After I took that class, I took a photo at the Wildflower Center (I showed it to you
here), and Lori and Lisa Spangler and I used it as a challenge to each other. I brought my sketchbook to Ohio and got to sketch with Lisa, which was amazing.
She has inspired me this year with her nearly daily sketching of plants and animals she sees on her trips to beautiful Texas Prairies. So now I'm officially hooked.
It's quite liberating. I highly recommend it, no matter what kind of art you're doing. Try stamping techniques or new products in a book. It's very fun to fill up the pages and look through them.
This month is
World Watercolor Month, and so I'm doing more sketching than normal, which has been fun. I've asked people on Facebook if I can save certain photos to use as sketch inspiration, and I've loved painting the places both they and I have been recently.
I save the photos to a private Facebook album that only I can see (I recommend this also for times you are going on vacation but don't want the world to know your house is empty - just change the privacy of it when you get home!) and then I bring them up on my iPad so I can see them while I'm painting.
When I'm done, and if I like it - I print out the photo on
this AMAZING portable printer I got - I read a million reviews and this one won - and I glue or tape the reference photo into the sketchbook - the little photos are the perfect size for this.
So I thought I'd just share a few recent ones I have done.

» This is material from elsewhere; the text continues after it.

PR #52, opened 2016-11-14
Add "when" JSON conversion test.

abayer:
We need to make sure we've got a JSON conversion test for `when`, and it's good to have a visible example of the syntax for others to see.

cc @reviewbybees esp @michaelneale @rsandell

This is from a photo I took during my last retreat when a storm was rolling in - Temple, TX. It's not that great, but it let me practice clouds, which are hard, and use a brush Antonio Darden gave me when we visited his studio. I lightly sketch with a water soluble pencil (links to everything below) before I start painting each sketch, and sometimes, like here, I mask with tape.
This next one is from a photo my friend Meg took the other day at Lake Powell in Arizona - I ended up loving this one. The
Hematite Burnt Scarlet watercolor is so much fun - it has a black granulation in it that makes it so perfect for rocks.
And speaking of Hematite Burnt Scarlet - it makes GLORIOUS bricks. This next page was very brave on my part - I've never tried a reflective surface before and it was definitely challenging. Also challenging was all the different perspective issues created by different planes of the walls around the barber pole. The World Watercolor Month prompt on July 4th, was red, white and blue, so this is what I came up with, with the help of
this reference photo by Lisa Knechtel.
See the oopsie bottom right from some paint from a previous page? Doesn't matter - just a sketchbook. :)
This one was very challenging and fun and I ended up liking it a lot.
I got a tool in Santa Fe that blows my mind in the perspective department. I have lots of artist viewfinder tools, but none of them as genius as the
View Frame by Miira. This ingenious magnetic guide system was invented by a woman and her son in Oklahoma. There's also a great app that goes with it. I purchased mine at Artisan and when I took my sister back to get one the next day, I noticed hers had a little pouch that mine was missing, and so I emailed the company and instantly got a kind, helpful response, so I'm a fan! It looks like she has a newer version in the works that's in pre-order right now, so
check out her website! The original one is on sale with free shipping to make room for View Frame II, so you might want to snag one.
The AMAZING new brushes I got in Santa Fe are just phenomenal. They are synthetic, which I have never liked before these, but they are SOOOOOOOO tiny and perfect for detail work. All you Breaking Bad fans will understand why I love their name too -
Grey Matters.
You can do teeny lines and details with them, and I love teeny details.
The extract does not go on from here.